9SENSES.AI — MARCH 2026 | 7 MIN READ
“Imagine you have spent weeks on a business plan. You show it to an AI assistant and it comes back glowing: This is a compelling, well-structured concept — you are ready to move forward. Energised, you close the chat window. A few days later, you open a fresh conversation, paste in the exact same plan with the exact same prompt, and wait. The verdict: There are significant structural weaknesses here. The market analysis is underdeveloped, and the value proposition needs a substantial rethink.”
Same document. Same question. Two completely different realities.
This is not a bug report or a complaint. It is one of the most underappreciated structural truths about working with Large Language Models — and it carries real consequences for anyone using AI as a creative partner, a sounding board, or a validator of their ideas.
Why LLMs Cannot Give You a Consistent Opinion
A Large Language Model does not have a stable point of view the way a human colleague does. Each response is generated fresh, shaped by a cascade of probabilistic decisions. Strip away the impressive language and what you are left with is a very sophisticated engine for predicting what a plausible, coherent answer looks like — given the conversation context it currently holds in memory.

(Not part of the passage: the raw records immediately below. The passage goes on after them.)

Issue #448, opened 2026-04-23
Generate Reports in `llm-d-benchmark`s >v0.2.0 Format


Bslabe123:
inference-perf is already the primary workload generator for llm-d-benchmark, but every run goes through a handwritten translation layer. That layer is fragile and duplicated. Additionally, inference-perf doesn't emit the run/scenario/stack metadata BR0.2 requires, funcionality should be added to gather this information.

Making inference-perf emit BR0.2 directly alongside existing reports removes the translator, cuts the duplication, and means future schema versions are a one-line bump inside inference-perf instead of a downstream rewrite.

Bslabe123:
cc @joeywan-google

jjk-g:
cc @namasl

Bslabe123:
#461 merged, so both items tracked under this issue are done. inference-perf now emits native llm-d-benchmark v0.2.1 partial reports alongside the existing reports, one per stage, so the handwritten translation layer this issue was filed against is no longer required.

BR0.2 has no in-document representation of a multi-stage sweep, so per-stage files are the faithful mapping and the partials share an invocation-wide `run.eid` for the schema's cross-report grouping. The adapter populates `request_performance` today; the remaining surface is tracked separately in #718 for `session_performance` and #719 for the 0.2.1 request-level additions. #758 covers replacing the vendored schema with the `llmd-benchmark-report` package once it publishes, which is the one-line-bump property this issue asked for.

Closing as complete.

PR #461, opened 2026-04-29
Emit native llm-d-benchmark v0.2 partial reports alongside existing reports

Bslabe123:
Addresses: #448.

Adds native [BR v0.2](https://github.com/llm-d/llm-d-benchmark/tree/main/llmdbenchmark/analysis/benchmark_report) partial-report emission to inference-perf so every run drops its slice of a BR0.2 report alongside the existing reports. The emitted `version` is `0.2.1`, the current point release of the BR0.2 schema family. Downstream composers (the llm-d-benchmark CLI, wrapper scripts, ad-hoc `yq` merges) layer their own partials on top to produce a complete BR0.2 document, retiring the request-level portion of llm-d-benchmark's hand-written translator and the duplicate metadata derivation that goes with it.

## Design

inference-perf only writes the fields it can speak to truthfully from the run itself:

- the schema `version`
- `run.uid` (generated per stage) and `run.time` (start/end/duration, the stage's wall-clock window)
- the entire `results` block, built from the actual request metrics

Everything else (`scenario.stack`, `scenario.load`, `run.{eid, cid, pid, user, description, keywords}`, observability beyond what inference-perf measures) is deliberately absent so a composer can merge another producer's partial on top without any inference-perf field silently overwriting their data.

There is no config surface. Partial emission is unconditional, mirroring the existing per-stage lifecycle reports. The emitted file is the canonical answer to "where are the results."

### Scope

This PR emits request-level results only: `results.request_performance.aggregate`. Tracked follow-ups:

- `results.session_performance` for session-based workloads: #718
- the 0.2.1 request additions (`request_size`, `multimodal`, per-modality rates): #719

### Output shape

A two-stage run produces, alongside the existing reports:

```
inference-perf.partial.stage_0.yaml
inference-perf.partial.stage_1.yaml
```

Each file contains:

```yaml
version: '0.2.1'
run:
  uid: inference-perf-stage-0-a1b2c3d4
  time:
    start: '2026-05-20T14:30:12.123+00:00'
    end:   '2026-05-20T14:30:17.456+00:00'
    duration: PT5.333S
results:
  request_performance:
    aggregate:
      requests: { ... }
      latency:  { ... }
      throughput: { ... }
```

### Composition contract

The emitted partial is designed for clean deep-merge:

- `None`-valued fields are stripped entirely (`exclude_none=True`), so a merge never overwrites a real value with `null`.
- Datetimes are ISO-8601 strings.
- No YAML anchors, tags, or aliases.

Canonical merge:

```bash
yq '. * load("infra.partial.yaml")' inference-perf.partial.stage_0.yaml \
  > benchmark_report.yaml
```

The merged document validates against `BenchmarkReportV021` in `inference_perf/reportgen/br/v0_2/schema.py`. The emitted partial also validates as a BR0.2 document on its own (required fields populated, optional sections absent) so a single-producer flow works without any composition step.

## Vendored schema

`inference_perf/reportgen/br/v0_2/{base,schema_v0_2,schema_v0_2_1,schema_v0_2_components}.py` are vendored from `llm-d/llm-d-benchmark`. The header of each file pins the upstream commit SHA. To resync after a BR0.2 schema bump, replace those four files and re-run `tests/reportgen/br/v0_2/test_schema_fixture.py` to confirm round-trip validation against the upstream example.

See [docs/br_v0_2.md](./docs/br_v0_2.md) for user-facing documentation.

Related but not blocking: https://github.com/llm-d/llm-d-benchmark/pull/1730


jjk-g:
/hold

We had some offline discussions around this. While we would like inference-perf to support the standardized format, we want to ensure that the report fidelity is met. This PR currently introduces partial in/out so that inference-perf fulfills only the metrics, but the UX of this approach still requires users to leverage llm-d-benchmark.

We had discussed a hook approach that allows pre/post run hooks to gather and report information according to the llm-d-benchmark (or other) implementations. I think the other version of this would be having llm-d-benchmark submodules installable to gather and compose the report format.

diamondburned:
Adding context on the completeness of BRV02 reports: [Prism](https://prism.llm-d.ai/) is designed to be quite lenient on what information BRV02 files have. It allows developers to supplement that information during staging via the web UI instead of expecting all of it to already be present in the uploaded BRV02 files, which not all tools can replicate.

Is this enough justification to unblock inference-perf supporting BRV02?

Bslabe123:
Agree with @diamondburned, BRV02 consumers like Prism are designed to be lenient about which fields are present and support supplementing information after the fact so partial reports are usable by design rather than being a fidelity risk.

Worth noting that in the meantime, two other internal consumers of inference-perf output are running their own conversion scripts to produce this format, and carry the ongoing maintenance burden of keeping those converters in sync. Native emission would consolidate that in one place and is already the agreed-upon end state of report emission.

Happy to address any remaining fidelity concerns, otherwise would appreciate a re-review or the hold being lifted whenever someone has bandwidth.

alonh:
Went through this fairly carefully and ran it against a couple of real endpoints, with both the random datagen and an OTel trace-replay config. A few things I'd want looked at before merge:

**The start/end timestamps in `run.time` come out in 1970.** They're built from the per-request start/end times, but those are stamped from a monotonic clock rather than epoch. Every run I did gave me something like:

```yaml
start: '1970-01-05T00:59:32.551112Z'
end:   '1970-01-05T00:59:36.034703Z'
duration: PT3.484S      # this one's correct
```

`duration` is fine because the arbitrary origin cancels out in the subtraction — only the absolute stamps are off.

**A stage where every request fails still emits a throughput block full of zeros.** The check is only on elapsed time being positive, and the window spans the failed requests too, so with no successes you still get `request_rate.mean: 0.0`, `output_token_rate.mean: 0.0`, and so on. Given the merge-by-absence design, "the server managed 0 tok/s" and "nothing succeeded" probably shouldn't look identical to a composer — and since these numbers often get averaged across stages or runs downstream, a fabricated zero quietly drags the average down rather than being excluded.

**Successful requests that produced zero output tokens get dropped from `output_length`.** They're filtered out of the distribution but still count toward `requests.total` and `output_token_rate`, so two successes returning 0 and 10 tokens report a mean of 10.0 and a min of 10.0. The native lifecycle report keeps them — it only skips requests where the count is missing, not where it's zero. The filter makes sense for the per-token latency metrics right below, which divide by token count, but `output_length` is just a count and zero is a real value. Hard to trigger from a config, but empty completions happen for real — immediate EOS, stop sequences.

**Two blocks look like they're missing.** `results.session_performance` isn't built at all. My OTel replay run produced a session lifecycle report with session counts, events and per-session tokens, and none of it lands in the partial — the BR path only takes request metrics, though the session ones are already sitting in the collector by then.

The 0.2.1 additions are also absent: `request_size`, the per-modality `multimodal` block, and the image/video/audio rates. inference-perf already computes all of those for the native report, and the llm-d converter maps them across today. So the file says 0.2.1 but the contents are the 0.2 subset. Schema validation still passes because the fields are optional. Are these meant as follow-ups? I ask because the description frames this as replacing the translator, so that's the bar I was measuring against.

Worth saying: this is a big change and I tried to be thorough, but there's a fair amount here I don't know well — the vendored BR schema files, and how llm-d-benchmark's composer actually consumes these partials on the other end. So I mostly poked at the adapter and the output it produces rather than judging the schema vendoring or the composition contract. Someone closer to the llm-d and prism side should probably weigh in on those.

Bslabe123:
Thanks for the thorough pass, all four points were on target. The three measurement bugs are fixed in 84d7592, each pinned by a regression test that failed before the fix:

- **1970 timestamps**: the request timestamps are `time.perf_counter()` values, so treating them as epoch was the bug. `run.time` now uses the stage's wall-clock window the load generator already records (`StageRuntimeInfo`, from `time.time()`). Note this makes `run.time` the stage window (including drain) rather than first-to-last request; `docs/br_v0_2.md` now says so. If the window is unavailable the field is omitted, not fabricated.
- **All-failed stages**: throughput is omitted when there are no successes, so composers see absence instead of fabricated zeros.
- **Zero-output successes**: now kept in `output_length`, matching the native report; only requests with no response metrics (count unknown) are excluded. Per-token latencies still exclude them since they divide by the count. Same fix also caught NTPOT recording a fabricated 0.0 for these requests instead of skipping them.

**session_performance / 0.2.1 blocks**: fair catch, the description overpromised. This PR scopes to request-level results (the subset existing downstream converters map today); I'll narrow the description and file tracking issues for `session_performance` and the 0.2.1 additions.

Agreed the vendored schema and composition contract need eyes from the llm-d/Prism side; @diamondburned has been reviewing from the Prism consumer end.

Bslabe123:
Pushed two commits since your review round. c18108d4: stage partials now share an invocation-wide `run.eid` (`inference-perf-experiment-<hex>`). BR0.2 has no in-document representation of a multi-stage sweep, so the per-stage files were previously related only by filename; `run.eid` is the schema's own cross-report grouping mechanism. Like `uid` it is composer-overwritable during merge and omitted rather than null when unknown; covered by unit tests and the e2e merge test. 0194f407: the package README now notes the vendored schema is transitional and points at #758, which tracks replacing the copies with the `llmd-benchmark-report` package once llm-d/llm-d-benchmark#1730 publishes it.

SachinVarghese (approved):
/lgtm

When you clear a conversation, that context vanishes entirely. The model has no memory of its previous enthusiasm or its previous doubts. It approaches your work as if for the first time, in a subtly different statistical mood. The same prompt, on a different draw of the same probabilistic deck, may land on caution rather than encouragement — or vice versa.
Both responses come from the same model. Both are coherent, well-reasoned, written with conviction. Neither is lying. But they cannot both be right — and yet the model will defend either one with equal fluency if you ask it to.
“The experts disagreed with each other — they just never had to sit in the same room to do it. Rowling’s manuscript was evaluated in isolation, one desk at a time, and the outcomes were wildly inconsistent. Sound familiar?”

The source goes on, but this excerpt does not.